▶ TRY IT
Each line containing the string "opened" should be copied out of the entries.

▶ DATA SUPPLIED

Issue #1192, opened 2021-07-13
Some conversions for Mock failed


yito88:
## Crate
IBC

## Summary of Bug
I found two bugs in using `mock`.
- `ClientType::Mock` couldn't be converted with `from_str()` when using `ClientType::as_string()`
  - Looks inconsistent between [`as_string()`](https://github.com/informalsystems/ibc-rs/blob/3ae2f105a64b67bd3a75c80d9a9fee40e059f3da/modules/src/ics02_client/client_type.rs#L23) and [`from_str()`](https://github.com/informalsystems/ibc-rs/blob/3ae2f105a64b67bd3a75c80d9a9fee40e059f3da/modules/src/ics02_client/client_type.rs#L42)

* * *

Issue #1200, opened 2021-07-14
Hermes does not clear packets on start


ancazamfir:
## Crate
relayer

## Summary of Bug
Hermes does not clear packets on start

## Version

▶ ANSWER TO THIS EXERCISE
Issue #1192, opened 2021-07-13
Issue #1200, opened 2021-07-14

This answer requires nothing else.